The actual number of tax-free spin-offs hasn’t increased, as deal-making in general remains sharply off. There were 26 spins completed last year, a dozen fewer than in 2000, according to the Chicago-based research firm Spin-Off Advisors LLC.
But as a percentage of all announced divestitures of subsidiaries–including through carve-outs and tracking stocks–tax-free spin-offs rose to 67 percent in 2001 from 58 percent the previous year. (In a carve-out, the parent sells a portion of its subsidiary to the public, while a tracking stock reflects the performance of a division, but is generally nonvoting.) Through the first half of this year, the 15 completed spin-offs represented a smaller percentage of total divestitures than in the previous-year period.
Experts expect the proportion to be higher by year-end, however. Carve-outs are expected to slow considerably, with many companies forced to withdraw them because of a lack of interest in the marketplace.
A few companies have slowed their pursuit of a spin-off because of market conditions. Yellow Corp., a broad-based transportation services provider based in Overland Park, Kansas, decided about 18 months ago to spin off its regional SCS Transportation division when market and financial indicators were appropriate.
Why is Yellow divesting? The company “is spinning off the regionals to its shareholders because it believes each entity will be better able to extend its strategies,” says CFO Donald G. Barger Jr. After a spin-off, “investors will be able to see a clearer story, because the regional businesses are growing faster than the longer haul, while longer haul has a better return on capital.”
Yellow is still talking about the amount of debt to be transferred to the subsidiary, he says, but right now he expects the new company to have about $130 million of debt and a debt-to-EBITDA ratio of less than 2-to-1. Before its recent equity offering, the debt-to-EBITDA ratio of the parent was less than that as well.
The Debt-Swap Twist
Some companies have developed creative ways to extract tax-free cash from a subsidiary without burdening it with additional debt. Merck & Co.’s recent plan to spin off its Medco Health Solutions Inc. unit was originally to have begun with an IPO of nearly 20 percent of Medco in a deal with a debt-swap twist.

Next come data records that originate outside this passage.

PR #15509, opened 2022-12-30
[feature](partition)add default list partition

### LINKED ISSUE #15507: [Feature] support default partition for list partition when creating table
### Search before asking

### Description

There is currently no default partition for list partition. Other DBMS system like GreenPlum supports such [feature](https://gpdb.docs.pivotal.io/6-5/admin_guide/ddl/ddl-partition.html#topic80) that user can create one table using stmt as follows.

```sql
CREATE TABLE rank (id int, rank int, year int, gender 
char(1), count int ) 
DISTRIBUTED BY (id)
PARTITION BY LIST (gender)
( PARTITION girls VALUES ('F'), 
  PARTITION boys VALUES ('M'), 
  DEFAULT PARTITION other );
```

I'd like Doris could support one default list partition implementation similar to GreenPlum's.
For data loading: 
> If incoming data does not match a partition's CHECK constraint and there is no default partition, the data is rejected. Default partitions ensure that incoming data that does not match a partition is inserted into the default partition.
 
For query:
> At runtime, the query optimizer scans the entire table inheritance hierarchy and uses the CHECK table constraints to determine which of the child table partitions to scan to satisfy the query's conditions. The DEFAULT partition (if your hierarchy has one) is always scanned. DEFAULT partitions that contain data slow down the overall scan time.

And there exists such occasion where user might at first insert some not satisfying prior partition key data into the table and now create one new partition. It's user's responsibility to migrate the data satisfying new partition's key in default partition to new partition. 

As for the range default partition, i'll leave it as one future work.

### Use case

It would be annoying for users who want to migrate from system supporting default partition like GreenPlum that they have to change their DDL or even worse they can't meet their business requirements which prefer storing all data even not satisfying prior partition key. For those users we can implement such feature which would help a lot. 

### Related issues

_No response_

### Code of Conduct

ByteYue:
# Proposed changes

Issue Number: close #15507
This pr implements the list default partition referred in related [issue](https://github.com/apache/doris/issues/15507). It's similar as GreenPlum's default's partition which would store all data not satisfying prior partition key's constraints and optimizer wouldn't filter default partition which means default partition would be scanned each time you try to select data from one table with default partition.

User could either create one table with default partition or alter add one default partition.

```sql
PARTITION LIST(key) {
PARTITION p1 values in (xx,xx),
PARTITION DEFAULT
}

ALTER TABLE XXX ADD PARTITION DEFAULT
```

We don't support automatically migrate data inside default partition which meets newly added partition key's constraint to newly add partition when alter add new partition. User should select default partition using new constraints as predicate and insert them to new partition.

```sql
insert into tbl select * from tbl partition default where partition_key=xx;
```

## Problem summary

Describe your changes.
For BE: add one default partition pointer field in `VOlapTablePartitionParam` which is used when loading data. If one data doesn't match any other constraints, it would be loaded into default partition.

For FE: 
1. Adapt parser to take empty partition value list as default partition.
2. Add default partition check inside `PartitionItem` and it's child class.
3. Add default partition key field inside `PartitionKey` to display the key's information
4. Adapt `PartitionPruner`. It will add default partition to scan plan by default once the table has default partition

Future work: 
1. Currently only list partition could support default partition, range partition could also support this just like GreenPlum does.
2. For simplicity I use min value of each type to serve as default partition's key value, which would make it impossible for user to take the min value as partition key once default partition exists or if user has taken min value as partition key there is no way to add one default partition. This should be fixed in the future.

## Checklist(Required)

    - [x] Yes
    - [ ] No
    - [ ] I don't know
6. Has unit tests been added:
    - [x] Yes
    - [ ] No
    - [ ] No Need
7. Has document been added or modified:
    - [x] Yes
    - [ ] No
    - [ ] No Need
8. Does it need to update dependencies:
    - [ ] Yes
    - [x] No
    - [x] No

## Further comments


hello-stephen:
 the sum of best hot time: 34.67 seconds
 load time: 629 seconds
 storage size: 17123626678 Bytes
 https://doris-community-test-1308700295.cos.ap-hongkong.myqcloud.com/tmp/20221230172625_clickbench_pr_72140.html

fe/fe-core/src/main/cup/sql_parser.cup
```diff
@@ -3043,7 +3048,13 @@ partition_key_desc ::=
 
 /* list partition PartitionKeyDesc */
 list_partition_key_desc ::=
-    LPAREN list_partition_values_list:keys RPAREN
+    /* empty */
```
morningman, line 3051: How about adding `DEFAULT`?

fe/fe-core/src/main/java/org/apache/doris/catalog/PartitionKey.java
```diff
@@ -92,7 +101,9 @@ public static PartitionKey createListPartitionKeyWithTypes(List<PartitionValue>
         // PARTITION BY LIST(k1, k2)
         // (
         //     PARTITION p1 VALUES IN (("1","beijing"), ("1", "shanghai")),
-        //     PARTITION p2 VALUES IN (("2","shanghai"))
+        //     PARTITION p2 VALUES IN (("2","shanghai")),
+        //     PARTITION p3 VALUES IN,
+        //     PARTITION p4,
```
morningman, line 106:
```suggestion
        //     PARTITION p4 DEFAULT,
```

fe/fe-core/src/main/cup/sql_parser.cup
ByteYue: > How about adding `DEFAULT`?

Sounds great. It'll be more readable for user. I'll change it soon.

morningman: Not changed?

docs/zh-CN/docs/sql-manual/sql-reference/Data-Definition-Statements/Alter/ALTER-TABLE-PARTITION.md
```diff
@@ -64,6 +64,8 @@ partition_desc ["key"="value"]
 - 如指定分桶方式，只能修改分桶数，不可修改分桶方式或分桶列。如果指定了分桶方式，但是没有指定分桶数，则分桶数会使用默认值10，不会使用建表时指定的分桶数。如果要指定分桶数，则必须指定分桶方式。
 - ["key"="value"] 部分可以设置分区的一些属性，具体说明见 [CREATE TABLE](../Create/CREATE-TABLE)
 - 如果建表时用户未显式创建Partition,则不支持通过ALTER的方式增加分区
+- 如果用户使用的是List Partition则可以增加default partition
+  -  ALTER TABLE ADD PARTITION DEFAULT
```
morningman, line 68: Please explain what is default partition, eg, which value will be saved in default partition

ByteYue:
run buildall

ZhangGuoqiang666:
run p0

ZhangGuoqiang666:
run p0

ByteYue:
run buildall

ByteYue:
run buildall

morningman (approved):
LGTM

Merck planned to transfer the Medco stake to IPO underwriters J.P. Morgan Chase & Co. and Goldman Sachs, which in exchange would swap back to Merck an amount of Merck debt that both banks had purchased in the open market in advance of the deal. Had Merck received cash from the underwriters, it would have been taxed on the proceeds. (Merck recently withdrew the registration for the IPO, but presumably plans to proceed at some point with its spin-off.)
AT&T recently spun off its wireless division and executed a similar equity-for-debt swap, as did Lucent Technologies with its Agere Systems Inc. subsidiary. “We’re seeing a lot more action in this area,” says Lehman Brothers’s Willens.
Kris Frieswick is a staff writer at CFO.